FRIGOCON – Indústria de Frio e Congelação, S.A.
Rua das Calçadas, 568, 4480-492 Touguinha

Vila do Conde, Portugal
Telf: +351 252 640 140 (Call national landline)
E-mail: geral@fricon.pt
Website: https: //www.fricon.pt

2. DATA PROTECTION OFFICER

In order to ensure permanent compliance of internal practices in terms of personal data protection and to efficiently guarantee the rights of data subjects, FRIGOCON – Indústria de Frio e Congelação, S.A. has appointed a Data Protection Officer. has appointed a Data Protection Officer who plays a key role in promoting a data protection culture within IFRICON and contributes to compliance with the GDPR, such as the principles of data processing, the rights of data subjects, records of processing activities, security of processing and the notification and reporting of data breaches.

The Data Protection Officer (DPO) can be contacted at rgpd@fricon.pt.

3. TREATMENT FUNDAMENTALS

FRIGOCON – Indústria de Frio e Congelação, S.A. processes personal data exclusively for:

  • Execution of contracts to which the data subject is a party, or for pre-contractual procedures at the request of the data subject;
  • Protection of the vital interests of the data subject or another natural person; compliance with legal obligations to which the controller is subject;
  • The purposes of legitimate interests pursued by the controller or a third party, except where the interests or fundamental rights and freedoms of the data subject which require the protection of personal data prevail, in particular where the data subject is a child and where the data subject has given consent to processing for one or more specific purposes.

4. Managing cookies

You can manage cookies through your browser settings. Most browsers allow you to:

  • View what cookies are on your device and delete them individually.
  • Block third-party cookies.
  • Block cookies from specific sites.
  • Block all cookies.
  • Delete all cookies when you close your browser.

To learn more about managing cookies, visit the help pages of your specific browser.

5. PERSONAL DATA PROCESSING OPERATIONS

Personal data is any information relating to an identified or identifiable natural person.

The holders of personal data are the natural persons to whom the personal data relates, namely users, employees, service providers, collaborators, partners and others.

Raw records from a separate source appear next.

Issue #1669, opened 2021-12-01
Test Error: unix: Non-stream socket 23645 in established state


adrianreber:
We are seeing multiple socket related errors in CI. My assumption is that this is because Fedora switched to 5.15. I can reproduce the error locally after updating to 5.15:
```
$ test/zdtm.py run -t zdtm/static/socket-ext
userns is supported
=== Run 1/1 ================ zdtm/static/socket-ext
======================= Run zdtm/static/socket-ext in h ========================
Start test
./socket-ext --pidfile=socket-ext.pid --outfile=socket-ext.out
Run criu dump
Run criu restore
=[log]=> dump/zdtm/static/socket-ext/57/1/restore.log
------------------------ grep Error ------------------------
b'(00.001473)     57: \t\t\tGoing to dup 1 into 2'
b'(00.001475)     57: \tReceive fd for 2'
b'(00.001481)     57: \t\tCreate fd for 3'
b'(00.001483)     57: unix: Opening standalone (stage 0 id 0x8 ino 22249 peer 22883)'
b'(00.001485)     57: Error (criu/sk-unix.c:1858): unix: Non-stream socket 22249 in established state'
b'(00.001487)     57: Error (criu/files.c:1200): Unable to open fd=4 id=0x8'
b'(00.001534) Error (criu/cr-restore.c:2470): Restoring FAILED.'
b'(00.001711) Error (criu/cr-restore.c:1480): 57 killed by signal 9: Killed'
------------------------ ERROR OVER ------------------------
############### Test zdtm/static/socket-ext FAIL at CRIU restore ###############
##################################### FAIL #####################################
```

minhbq-99:
I think we need to rework this check
https://github.com/checkpoint-restore/criu/blob/6754b16c2e95766493ac27e4122a3b63867133f5/criu/sk-unix.c#L1854-L1857

This Linux kernel commit added `TCP_ESTABLISHED` state for `SOCK_DGRAM` since v5.15 https://github.com/torvalds/linux/commit/83301b5367a98c17ec0d76c7bc0ccdc3c7e7ad6d

adrianreber:
Interesting. Thanks for finding that commit. Can you provide a patch to fix it?

minhbq-99:
However, I think we have to look at this more carefully as I think there are other places in this file make the same assumption.

Issue #1635, opened 2021-10-26
CI failures on newer CPUs in CI


adrianreber:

FRIGOCON – Indústria de Frio e Congelação, S.A. may collect and process different categories of personal data such as identification and contact data, namely name, address, tax identification number, e-mail, telephone contact, date of birth, health, financial and/or asset data, among others.

Personal data is processed for various purposes:

The sole purpose of the personal data collected from our clients, employees, or any others, is to gather the information necessary to carry out our activity from the data subjects and the development of our activity, administrative, accounting and tax management, including invoicing and accounting; payments; compliance with legal obligations and response to requests from judicial authorities or other public authorities, fulfilling the legal and contractual obligations inherent in our activity.

The processing of personal data is carried out exclusively for the purposes mentioned above and only for the period of time that is necessary or obligatory for the fulfillment of those purposes, with the retention periods being determined for each purpose and appropriate to each processing in accordance with our legal obligations.

Once the retention period has elapsed, and provided that we are not obliged to retain the data by legal or administrative force, we will delete the personal data or anonymize it.

6. SECRECY AND CONFIDENTIALITY

All our employees have a duty of confidentiality and protection of information as prescribed by the General Data Protection Regulation, and are obliged to keep absolutely secret any information or knowledge of a personal, technical or other nature acquired, necessarily or involuntarily, during the employment relationship or because of it, concerning FRIGOCON – Indústria de Frio e Congelação, S.A. or any other persons, natural or legal, who are related to it, namely other employees, clients, family members, collaborators, among others, unless previously authorized in writing.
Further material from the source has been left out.